After an aborted launch earlier in the afternoon, SN10 lifted off a little after 5:00 P.M. Central Time, and flew to an altitude of about 33,000 feet, or a little over 6 miles.

You may watch the flight and landing in the SpaceX video above, which includes expert commentary by rocket engineer and renowned SpaceX narrator John Insprucker. The actual ignition and liftoff starts about 5:40 into the video timeline, but the first five minutes are certainly worth watching, simply for the beautiful SpaceX photography in the late afternoon light, with the condensation clouds streaming from the machine..

The event is absolutely incredible to watch, with the climb to 10km on three Raptor engines, cutting off two engines in sequence, then hovering for a few moments on just a single engine (straight upright at 33,000 feet!), followed by the fin-controlled "belly-flop" and free fall maneuvering back to the landing pad. Just before reaching the ground, the three Raptor engines reignite as the craft rights itself, rapidly followed by two of the engines shutting off, and a single-engine landing.

As the ship lands, you can see a fire emerge at the bottom, which hasn't been seen in previous flights. Though I haven't found a definitive explanation, some sources speculate that there was a methane fuel leak. After landing (in the video below) you can see a remote spray nozzle dispensing water or chemicals toward the base, apparently trying to keep the flame-up under control. This is followed by a gigantic explosion of the ship blowing it high into the air.

The media, predictable as always, pounced on the explosion, as if it were a great disaster, crying with the tone of, "What if there were people on board?"

Remember that these are prototypes, simply test flights, each flight using new and refined technology, structure, techniques and software. It amazes me that Elon Musk and SpaceX are not bashful at all in being willing to share the excitement of their tests, which do sometimes includes failures, going so far as live-streaming their own extremely high quality video from several vantage points, including video from inside the engine housing looking down. It's just awesome to watch!

Also, remember that this is a HUGE spaceship, about 160 feet tall, with a nearly 10 foot diameter, designed eventually to be launched upon the Super Heavy Booster (around 230 feet tall itself, with around 30 Raptor engines powering it to space. SpaceX is developing a system designed to fly people, fuel and supplies, not only into orbit, but to Mars as well, with the ability to reenter Earth's atmosphere, land of the craft, then be able to quickly refuel and re-launch in a short amount of time.

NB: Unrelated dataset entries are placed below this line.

PR #3212, opened 2024-03-06
Update test namespaces not to use 35 or 45

dscpinheiro:
## Description
Update the namespaces we use in unit tests not to reference `35` or `45` (I intentionally didn't use `NetFramework` as a suffix as we may run the same tests targeting .NET Core in the future).

After running the generator, I verified a few solutions built successfully (`AWSSDK.CoreAndCustomUnitTests.NetFramework.sln`, `DynamoDBv2.sln`, `S3.sln`, and `AWSSDK.NetFramework.sln`). 

## License


sdk/test/Services/BedrockRuntime/IntegrationTests/BedrockRuntimeEventStreamTests.cs
```diff
@@ -25,48 +25,7 @@ namespace AWSSDK_DotNet.IntegrationTests.Tests
     [TestClass]
     public class BedrockRuntimeEventStreamTests : TestBase<AmazonBedrockRuntimeClient>
     {
-#if BCL35
```
dscpinheiro, line 28: Not sure why these didn't show up before (my guess is there's a lot of generated files and my local search is struggling a bit).

normj (approved):

afroz429 (approved):

PR #3222, opened 2024-03-14
[V4] Change value types on model types to be nullable.

normj:
## Description
Update the value types for the generated model types and manually written S3 model types to use nullables for value types.

When updating code that was affected by the change I would use the `Value` property if there was a check like `IsSet<name>` before accessing the property. In the SDK code itself I used `GetValueOrDefault` if there was no check. In the tests I generally used `Value` because the tests were written with the expectation there was a value and if there wasn't a value that would be a bug that shouldn't be hidden by the `GetValueOrDefault`.

I removed some of the customizations for nullablity but more exists that are tied to collections. I'll remove the rest that make sense to remove as part of that story.

## Motivation and Context
This is part of V4 effort to better model behavior and allow users to understand if a value is not set in a service or not.

## Testing
Confirmed both the .NET Framework and .NET Solution uber solution files compile. Running all of the tests is delayed till we setup the new CI system for V4.

The PR is kind of large because I wanted the PR to compile which involved pretty much making all of the changes. I broke up the changes into component commits that might make it easier to review.

I did not change collections to use nullables. So we would still use types like `List<int>` instead of `List<int?>`. I think the experience if using nullables for all collections would be a pretty bad user experience. I'm going to create a separate story to figure out how to special case the theoretical use case of having collections that could possibly have nullable value types.

### DIFF
--- a/sdk/src/Core/Amazon.Runtime/Internal/Util/StringUtils.cs
+++ b/sdk/src/Core/Amazon.Runtime/Internal/Util/StringUtils.cs
@@ -68,9 +68,22 @@ namespace Amazon.Runtime.Internal.Util
             return value.ToString(CultureInfo.InvariantCulture);
         }
 
+        public static string FromLong(long? value)
+        {
+            if (value != null)
+                return value.Value.ToString(CultureInfo.InvariantCulture);
+
+            return null;
+        }
+
         public static string FromFloat(float value)
         {
             return value.ToString(CultureInfo.InvariantCulture);
+        }
+
+        public static string FromBool(bool? value)
+        {
+            return FromBool(value.GetValueOrDefault());
         }
 
         public static string FromBool(bool value)
@@ -91,6 +104,20 @@ namespace Amazon.Runtime.Internal.Util
         {
             return value.ToUniversalTime().ToString(AWSSDKUtils.ISO8601DateFormat, CultureInfo.InvariantCulture);
         }
+
+        /// <summary>
+        /// Converts a DateTime to ISO8601 formatted string.
+        /// </summary>
+        public static string FromDateTimeToISO8601(DateTime? value)
+        {
+            if (!value.HasValue)
+            {
+                return null;
+            }
+
+            return value.Value.ToUniversalTime().ToString(AWSSDKUtils.ISO8601DateFormat, CultureInfo.InvariantCulture);
+        }
+
         /// <summary>
         /// Converts a DateTime to ISO8601 formatted string.
         /// </summary>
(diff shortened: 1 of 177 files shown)


sdk/src/Core/Amazon.Runtime/Internal/Util/StringUtils.cs
```diff
@@ -120,11 +147,29 @@ public static string FromDouble(double value)
             return value.ToString(CultureInfo.InvariantCulture);
         }
 
+        public static string FromDouble(double? value)
```
dscpinheiro, line 150: Not super important, but any reason you used `value.HasValue` here but `value != null` below on line 167?

normj: I went back through the file and made it consistent to use the `value.HasValue` property.

peterrsongg:
For S3, I found a few areas where a non-nullable value type is used. Just going to point them out, I believe some are probably intentional.
1. `ByteRange` I believe this is something we created internally, since ScanRange is the closest thing I could find in the model:  `Start` and `End` still use the `long` non-nullable type. Was that intentional?
1. `Expiration` -> The POCO uses `DateTime` for `expiryDate` and `expiryDateUtc`
1. `UploadPartRequest` -> `private bool lastPart`
1. `TransferUtilityUploadDirectoryRequest` - > `private bool disablePayloadSigning`.

normj:
> For S3, I found a few areas where a non-nullable value type is used. Just going to point them out, I believe some are probably intentional.
> 
> 1. `ByteRange` I believe this is something we created internally, since ScanRange is the closest thing I could find in the model:  `Start` and `End` still use the `long` non-nullable type. Was that intentional?
> 2. `Expiration` -> The POCO uses `DateTime` for `expiryDate` and `expiryDateUtc`
> 3. `UploadPartRequest` -> `private bool lastPart`
> 4. `TransferUtilityUploadDirectoryRequest` - > `private bool disablePayloadSigning`.

Yes those were intentional because they are not modeled fields from the service they are part of our SDK's logic. I didn't want to change the nullability of fields that are used for SDK logic, just change fields used for serialization.

1. `ByteRange` - This was a helper class create the string formatted header value.
2. `Expiration` - Similar to `ByteRange` except used on responses. The constructors make sure there is always a value for the date fields.
3. `lastPart` - This is not a modeled fields. The SDK uses it to communicate for subclasses like the encryption client to always communicate when it is the last part.
4. `disablePayloadSigning` - Expect, we want the value to default to false to know not to skip disabling payload signing.

peterrsongg (approved):

PR #3235, opened 2024-03-26
Remove Legacy Enums

dscpinheiro:
## Description
Removes the `RequestRetryMode.Legacy` and `DefaultConfigurationMode.Legacy` enum values; in V4, the .NET SDK will default to `Standard`.

There are 2 commits in this PR:
- [Must be reviewed] Manual changes to update the enums: https://github.com/aws/aws-sdk-net/pull/3235/commits/0d23038b269f6ce3de28bce9904e058b4edb79e9
- Generated changes to the `DefaultConfiguration` class for all services: https://github.com/aws/aws-sdk-net/pull/3235/commits/4f56a074aa409d387676c499abf862e9e1541711

## Testing
- Built the `AWSSDK.CoreAndCustomUnitTests.NetFramework.sln` and `AWSSDK.NetFramework.sln` solutions
- Ran the unit tests for the custom solution; there are a few failures but those happen in the `v4` branch as well:
  - `RetryForHttpStatus200WithErrorResponse`
  - `LongerTokenCaseAsync`
  - `MinimalBearerAuthCaseAsync`
  - `SingerShouldOverrideExistingHeaderAsync`

## License

### DIFF
--- a/generator/ServiceClientGeneratorLib/DefaultConfiguration/DefaultConfigurationController.cs
+++ b/generator/ServiceClientGeneratorLib/DefaultConfiguration/DefaultConfigurationController.cs
@@ -9,8 +9,7 @@ namespace ServiceClientGenerator.DefaultConfiguration
     {
         /// <summary>
         /// Fully loads and populates <see cref="DefaultConfigurationModel"/> by parsing the
-        /// sdk-default-configurations.json file from disk.  Also adds the 'Legacy'
-        /// <see cref="DefaultConfigurationMode"/> with the correct defaults.
+        /// sdk-default-configurations.json file from disk.
         /// </summary>
         /// <param name="repositoryRootDirectoryPath">
         /// Full path to the root directory, ie contains the 'sdk' directory.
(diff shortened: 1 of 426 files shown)


sdk/test/UnitTests/Custom/Runtime/EndpointResolverTests.cs
```diff
@@ -19,15 +19,16 @@ public class EndpointResolverTests
...
         private const string DefaultStsEndpoint = @"https://sts.amazonaws.com/";
 
-        [TestMethod][TestCategory("UnitTest")]
+        [TestMethod]
+        [TestCategory("UnitTest")]
         [TestCategory("Runtime")]
         public void TestSuccessfulCall()
         {
             var endpointResolver = new EndpointResolver();            
             var executionContext = CreateExecutionContext(SetupConfig());
```
dscpinheiro, line 28: The `config` returned by the setup method now uses the `Standard` mode, so the determined endpoints have changed.

sdk/test/UnitTests/Custom/Runtime/DefaultConfigurationAutoModeResolverTests.cs
```diff
@@ -16,14 +16,14 @@
 using Amazon.Runtime;
 using Amazon;
 using Moq;
-using Xunit;
```
dscpinheiro, line 19: This class was using xUnit, but the project is configured for MSTest so I think the tests weren't running... I updated it to match the other custom tests.

sdk/src/Core/Amazon.Runtime/ClientConfig.cs
```diff
@@ -720,33 +711,6 @@ protected ClientConfig(IDefaultConfigurationProvider defaultConfigurationProvide
             Initialize();
         }
 
-        public ClientConfig() : this(new LegacyOnlyDefaultConfigurationProvider())
```
dscpinheiro, line 723: This constructor was not used by the service clients; I did have to modify one test to pass in a mocked provider.

normj (approved):

generator/ServiceClientGeneratorLib/DefaultConfiguration/DefaultConfigurationController.cs
```diff
@@ -52,33 +51,11 @@ public DefaultConfigurationModel LoadDefaultConfiguration(string repositoryRootD
             }
 
             var parsedModel = _defaultConfigurationParser.Parse(json);
-
-            EnrichLegacyMode(parsedModel);
-
+            
+            var validModes = parsedModel.Modes.Where(m => m.Name.ToPascalCase() != "Legacy").ToList();
```
muhammad-othman, line 55: Not sure if we should add this part, maybe we will need to add a new mode named `Legacy` in the future for any reason.

muhammad-othman (approved):

generator/ServiceClientGeneratorLib/DefaultConfiguration/DefaultConfigurationController.cs
dscpinheiro: I think that's unlikely, `Legacy` is already one of the modes (https://docs.aws.amazon.com/sdkref/latest/guide/feature-smart-config-defaults.html), if a new one is added in the future we'd have to pick a new name.

Either way, it'd require us to update `generator/ServiceClientGeneratorLib/DefaultConfiguration/DefaultConfigurationModel.cs` as well.

PR #3236, opened 2024-03-26
Update STS to always use regional endpoints

dscpinheiro:
## Description
Updates STS to default to `regional` endpoints (https://docs.aws.amazon.com/sdkref/latest/guide/feature-sts-regionalized-endpoints.html).

## Testing
- Built the `AWSSDK.CoreAndCustomUnitTests.NetFramework.sln` and `AWSSDK.NetFramework.sln` solutions
- Ran the unit tests that were modified in this PR
- Ran the unit tests in the `SecurityToken` solution
- Ran all generated endpoint tests (`AWSSDK_DotNet.UnitTests.Endpoints`)

## License


generator/ServiceClientGeneratorLib/Generators/Endpoints/EndpointResolver.partial.cs
```diff
@@ -24,7 +24,7 @@ private string GetValueSource(Parameter parameter)
                 case "AWS::S3Control::UseArnRegion": return "config.UseArnRegion";
                 case "AWS::S3::DisableMultiRegionAccessPoints": return "config.DisableMultiregionAccessPoints";
                 case "AWS::S3::UseGlobalEndpoint": return "config.USEast1RegionalEndpointValue == S3UsEast1RegionalEndpointValue.Legacy";
-                case "AWS::STS::UseGlobalEndpoint": return "config.StsRegionalEndpoints == StsRegionalEndpointsValue.Legacy";
+                case "AWS::STS::UseGlobalEndpoint": return "false";
```
dscpinheiro, line 27: I had to keep this built-in otherwise the generator would fail. It's only used in the STS endpoint rules: https://github.com/aws/aws-sdk-net/blob/cb7de169cc3666096b9f38b2cb13d30404d258cc/generator/ServiceModels/sts/sts-2011-06-15.endpoint-rule-set.json#L30-L36

I'll double check if there's any other impact, there are endpoint rules which set `"AWS::STS::UseGlobalEndpoint": true` but all of our generated tests are still passing.

sdk/test/Services/SecurityToken/UnitTests/Custom/StsRegionalFlagTests.cs
```diff
@@ -13,77 +13,23 @@
...
         private const string AwsStsRegionalEndpointsEnvironmentVariable = "AWS_STS_REGIONAL_ENDPOINTS";
 
-        [Ignore]
-        [DataTestMethod]
-        [DataRow("default", StsRegionalEndpointsValue.Legacy)]
-        [DataRow("other", StsRegionalEndpointsValue.Regional)]
-        [TestCategory("SecurityToken")]
-        /// Ensure that the STS Regional Flag is set according to the value
-        /// in the Shared Credentials File
-        public void TestCredentialsFileStsFlag(string profile, StsRegionalEndpointsValue expectedValue)
```
dscpinheiro, line 54: Moved this test to `sdk/test/UnitTests/Custom/Runtime/Credentials/SharedCredentialsFileTest.cs` (which has access to the `SharedCredentialsFileTestFixture`).

generator/ServiceClientGeneratorLib/DefaultConfiguration/DefaultConfigurationModel.cs
```diff
@@ -91,18 +91,11 @@ public enum RequestRetryMode
     }
 
     /// <summary>
-    /// Sts Regional Endpoints Value determines whether or not
-    /// to send the sts request to the regional endpoint or to
-    /// the global sts endpoint
+    /// StsRegionalEndpointsValue determines the service endpoint used to talk to STS.
     /// </summary>
     /// <remarks>This is a copy of Amazon.Runtime.StsRegionalEndpointsValue</remarks>
     public enum StsRegionalEndpointsValue
```
normj, line 97: Do we even need this enum anymore or can we just delete it. I think we can just delete it because the only reason we had it before was to support the legacy use case. Without the legacy endpoint resolution STS works like any other service and shouldn't need this enum.

sdk/src/Core/Amazon.Runtime/Enumerations.cs
```diff
@@ -48,17 +48,10 @@ public enum ErrorType
     }
 
     /// <summary>
-    /// Sts Regional Endpoints Value determines whether or not
-    /// to send the sts request to the regional endpoint or to
-    /// the global sts endpoint
+    /// StsRegionalEndpointsValue determines the service endpoint used to talk to STS.
     /// </summary>
     public enum StsRegionalEndpointsValue
```
normj, line 53: Do we even need this enum anymore or can we just delete it. I think we can just delete it because the only reason we had it before was to support the legacy use case. Without the legacy endpoint resolution STS works like any other service and shouldn't need this enum.

normj (changes requested):

generator/ServiceClientGeneratorLib/DefaultConfiguration/DefaultConfigurationModel.cs
dscpinheiro: I can delete the enums; I don't expect any new values to be added, but then we'd ignore the `AWS_STS_REGIONAL_ENDPOINTS` / `sts_regional_endpoints` options and the value from the default configuration file: https://github.com/aws/aws-sdk-net/blob/main/sdk/src/Core/sdk-default-configuration.json#L5

Do you have any concerns with that?

dscpinheiro: I found the internal design for `STS Regionalized Endpoints`, seems safe to remove it:
> SDK major version bumps should ignore the STS Regional Endpoints option, and only resolve STS endpoints to the partition's STS regional endpoints. A major version bump SDK may choose to keep the STS Regional Endpoints option, but the option's default value must be regional.

Removed both enums (from Core and the generator) in: https://github.com/aws/aws-sdk-net/pull/3236/commits/d17f17508101fa70e4ebcabecdc5286e446205aa

This also changed the generated files, included them in a separate commit: https://github.com/aws/aws-sdk-net/pull/3236/commits/cfdf9f98777e79f443fde4823e7b77e009ed2471

normj (approved):

muhammad-othman (approved):

PR #3252, opened 2024-04-03
Protocol tests issue 24

peterrsongg:
## Description

This PR fixes DOTNET-7357 issue 24. `Issue 24: Trying to add a key to the query parameters that already exists`

For some context, this is to account for the [httpQueryParams smithy  trait](https://smithy.io/2.0/spec/http-bindings.html#httpqueryparams-trait). Since there is no such trait in C2J, we instead look at the target of the member, if it is a map we safely assume the httpQueryParams trait was applied (confirmed with smithy team this is ok). 

If you look at the smithy docs you'll see the following, which will help when reviewing the PR:

> If a member with the httpQueryParams trait and a member with the [httpQuery trait](https://smithy.io/2.0/spec/http-bindings.html#httpquery-trait) conflict, clients MUST use the value set by the member with the [httpQuery trait](https://smithy.io/2.0/spec/http-bindings.html#httpquery-trait) and disregard the value set by httpQueryParams. For example, given the following model:

* (Review manual changes) commit a9c3a40c87794a67d58ef952cdbb3f6c9ad72950 - Fixes for issue 24.
* (Reference generated changes) commit 980e91dfad8e1341fbb6e76d3ca69a1eb0a557cd - Generated changes for issue 24.

Builds on prior PR: https://github.com/aws/aws-sdk-net/pull/3251
Merge order: 104 (I'm going to start mine from 100 and increment to keep separate from Bo's)
Ticket: DOTNET-7357

## Testing

## Types of changes

## Checklist

## License

### DIFF
--- a/generator/ServiceClientGeneratorLib/Generators/Marshallers/BaseMarshaller.tt
+++ b/generator/ServiceClientGeneratorLib/Generators/Marshallers/BaseMarshaller.tt
@@ -187,11 +187,41 @@ using Amazon.Runtime.Internal.Util;
 			}
 		}
 	}
-
+#>
+<#+
 	// Only applicable for rest-json and rest-xml
     // Generates code to add any operation query members to the query string for the request
     // If the marshaller is customized, it marshalls the value before changing it to a string
 	protected void ProcessQueryStringMembers(string variableName, Operation operation)
+	{
+		if(operation.RequestHasQueryStringMembers)		
+		{
+            bool containsQueryParamMap = operation.RequestQueryStringMembers.Any(item => item.IsMap);
+            if(!containsQueryParamMap)
+            {
+                // Most services don't contain a query param map, and since the smithy spec specifies that if a query param map
+                // exists it must be used over a normal query param, we will separate these two cases out to different functions
+                // since handling queryparam maps + overwriting previous normal query param entries requires a lot more generated code.
+                ProcessQueryStringMembersNoMap(variableName,operation);
+            }
+            else
+            {
+
+			    foreach(var member in operation.RequestQueryStringMembers)
+			    {
+                    ProcessQueryStringMemberWithMap(3, member,variableName);
+                }
+#>
+<#+        
+			}
+		}
+	}
+#>
+<#+
+	// Only applicable for rest-json and rest-xml
+    // Generates code to add any operation query members to the query string for the request
+    // If the marshaller is customized, it marshalls the value before changing it to a string
+	protected void ProcessQueryStringMembersNoMap(string variableName, Operation operation)
 	{
 		if(operation.RequestHasQueryStringMembers)		
 		{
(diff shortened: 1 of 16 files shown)


generator/ServiceClientGeneratorLib/Generators/Marshallers/BaseMarshaller.tt
```diff
@@ -187,11 +187,41 @@ using Amazon.Runtime.Internal.Util;
 			}
 		}
 	}
-
+#>
+<#+
```
boblodgett, line 191: nit: shouldn't be needed.

sdk/src/Services/APIGateway/Generated/Model/Internal/MarshallTransformations/ImportRestApiRequestMarshaller.cs
```diff
@@ -60,14 +60,17 @@ public IRequest Marshall(ImportRestApiRequest publicRequest)
             request.HttpMethod = "POST";
 
             request.AddSubResource("mode", "import");
-            
             if (publicRequest.IsSetFailOnWarnings())
-                request.Parameters.Add("failonwarnings", StringUtils.FromBool(publicRequest.FailOnWarnings));
-            
+            {
+                if(!request.Parameters.ContainsKey("failonwarnings"))
```
boblodgett, line 65: I am confused how it can ever already exist and if so we don't add the value on the request. Can you clarify?

sdk/src/Services/APIGateway/Generated/Model/Internal/MarshallTransformations/GetSdkRequestMarshaller.cs
```diff
@@ -67,11 +67,12 @@ public IRequest Marshall(GetSdkRequest publicRequest)
             if (!publicRequest.IsSetStageName())
                 throw new AmazonAPIGatewayException("Request object does not have required field StageName set");
             request.AddPathResource("{stage_name}", StringUtils.FromString(publicRequest.StageName));
-            
             if (publicRequest.IsSetParameters())
             {
                 foreach(var kvp in publicRequest.Parameters)
                 {
+                    if(request.Parameters.ContainsKey(kvp.Key))
```
boblodgett, line 74: I am confused how the key would exist here in this case because Parameters is already a Dictionary. Is this the case where it could have already been a set property on the request that was already added? If that situation doesn't exist though it seems like we shouldn't be trying to remove keys.

peterrsongg: If you look at `PutRestApiRequestMarshaller`, if Mode is set the key will be added, but later down the line when going through the map of query params, it will try to add a key that is already there if that remove statement is not there. Having said that though, I just realized from reading the smithy doc that I implemented this backwards :( . I should be disregarding the value set by the query param of maps and taking the value of the httpQuery trait. I will need to double check the protocol test b/c it did pass for some reason

sdk/src/Services/APIGateway/Generated/Model/Internal/MarshallTransformations/ImportRestApiRequestMarshaller.cs
peterrsongg: Since the order of the properties being generated is not gauranteed, it is possible that the query param of maps inserted the key first, in which case we would have to check if the key already existed. This may not matter however, if you read my comment above

boblodgett (approved):

normj (approved):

And I believe they will soon have the system functioning reliably and as a useable platform, just as they have with the Falcon 9 system, upon which government and companies worldwide rely upon to get their satellites into orbit flawlessly, as well as astronauts and supplies to the International Space Station.

Several other Starship prototypes are in currently in various stages of build, as is the first iteration of the Super Heavy Booster, so many more exciting tests are soon to come, with SN11 reportedly ready to move to the launch pad for static engine test firing, followed soon by another flight.

It's all ground-breaking history in the making, and a privilege to watch SpaceX achievements take place that "conventional wisdom" said couldn't be done.